We already knew the XC40 would arrive in a dual motor configuration and this was confirmed today, with the total system boasting an output of 408 horsepower | 300 kilowatts.The real fun comes to bear when we look at the torque, with the XC40 Recharge’s motors putting out a staggering 660 N-m of torque that is sure to slam drivers back into their seats when blasting off on a 0-60 mph run.
The XC40 is no slouch, with an estimated 0-60 mph time of 4.7 seconds. That makes the XC40 one of the fastest SUVs around and is sure to help all the soccer dads and corporate moms to all their meetings on time.
Update! Volvo Cars USA president and CEO Anders Gustafsson said that he expects the XC40 Recharge to come in at under $50,000 after rebates, according to CNET. That nets out to a retail price of around $60,000 before rebates. The price puts Volvo’s first fully electric vehicle priced just under Tesla’s Model X, but higher than the price of the smaller Tesla Model Y.
A Digital Vehicle For Today’s Digital Nomads
Now that we’ve laid the foundation for the XC40 Recharge as a thoroughbred Volvo and a true electric vehicle, we can talk about the icing on the cake from Volvo. The XC40 is also taking a page out of Tesla’s book when it comes to connectivity. “It’s the first Volvo to continuously get better over time because its software is updated over the air,” Volvo CTO Henrik Green said.
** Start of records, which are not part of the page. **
PR #537, opened 2015-12-08
Fixed some null pointer exceptions found when doing client development.

jewzaam:


crud/src/main/java/com/redhat/lightblue/eval/SortableItem.java
```diff
@@ -38,8 +38,10 @@ public SortableItem(JsonNode node,SortFieldInfo[] sortFields) {
         this.sortFields=sortFields;
         keyValues=new Object[sortFields.length];
         for(int i=0;i<sortFields.length;i++) {
-            JsonNode valueNode=JsonDoc.get(node,sortFields[i].getName());
-            keyValues[i]=sortFields[i].getField().getType().fromJson(valueNode);
+            if (sortFields[i] != null) {
```
bserdar: Why is there an array of SortFields with null in it?

jewzaam: Don't know, I just hit this with an internal client and fixed the two
places it broke.

bserdar: That should not be. This change will probably mask another bug by working
around it.

PR #550, opened 2015-12-22
Fix #543: Propagate errors from association retrievals

### LINKED ISSUE #543: Silent failure if the user has no access to an associated entity.
In the case of an association A -> B
If a user has permission for A but not B, and projects B.
Then it would be expected that a NoAccess error is returned to the calling code, but rather no errors are returned at all and it silently fails.

The server does log the below error...
```
2015-12-10 16:48:28,455 [hystrix-FindCommand-166] ERROR [com.redhat.lightblue.util.Error] {"objectType":"error","context":"rest/FindCommand/A/find(A:0.0.1)/find","errorCode":"mongo-crud:NoAccess","msg":"find:B"}
```

bserdar:


jewzaam:
@bserdar build fails on travis and locally

bserdar:
Fix pushed.

PR #558, opened 2016-01-06
Fix #555: parallel bulk execution

### LINKED ISSUE #555: Parallelize bulk executions

bserdar:


crud/src/main/java/com/redhat/lightblue/mediator/Mediator.java
```diff
@@ -485,21 +490,67 @@ public Response find(FindRequest req) {
...
+            if(req.getOperation()==CRUDOperation.FIND) {
+                ctx.futures[i]=executor.submit(getAsyncFind((FindRequest)req));
+            } else {
+                wait(ctx);
+                switch(req.getOperation()) {
+                case INSERT: ctx.responses[i]=insert((InsertionRequest)req);break;
+                case DELETE: ctx.responses[i]=delete((DeleteRequest)req);break;
+                case UPDATE: ctx.responses[i]=update((UpdateRequest)req);break;
+                case SAVE: ctx.responses[i]=save((SaveRequest)req);break;
+                }
```
dcrissman: I see the responses are being added to the ctx now and they were not before. Was that just a miss before? Or could you explain what is going on there?

bserdar: The 'ctx' here is something used for bulk executions only, it is not the operation context. It is here to keep the association between the future values and its corresponding response. ctx wasn't there before.

PR #560, opened 2016-01-11
when configuration file cannot be found, throw exception that is more…

dcrissman:
… meaningful than NPE


dcrissman:
Associated with https://github.com/lightblue-platform/lightblue-client/issues/239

That connectivity and that capability lets Volvo update the vehicle’s operating system for infotainment and the like as well as the software responsible for the vehicle’s core functions. Think autonomous capabilities being pushed over time, the evolution of infotainment, updated maps, and more.
Surprisingly, Volvo was also able to squeeze more storage space out of the XC40 Recharge than it was able to fit into the internal combustion engine (ICE) variant. That is a shocking about-face for an auto industry hell bent on sub-optimized retrofits of ICE vehicles.
Volvo was able to accomplish this by optimizing the location of the motors, batteries and power electronics, and adding a frunk where the ICE used to live. Let’s hope it is larger and more functional than some of the frunks we’ve seen that are little more than glorified shoeboxes. Either way, it’s impressive that Volvo was able to buck the trend of decreasing interior space and actually squeeze out more storage from its first EV.
The First Chapter
The XC40 Recharge represents Volvo stripping off its clothes and busting a flying squirrel into a fjord full of batteries. It is clear that electric vehicles are increasingly a part of the DNA at Volvo and that it is shaping up to be a force to be reckoned with in the world of fully electric vehicles.
I for one cannot wait for the release of the XC40, because as a soccer dad, I’m eager to have a more functional fully electric vehicle to live life with.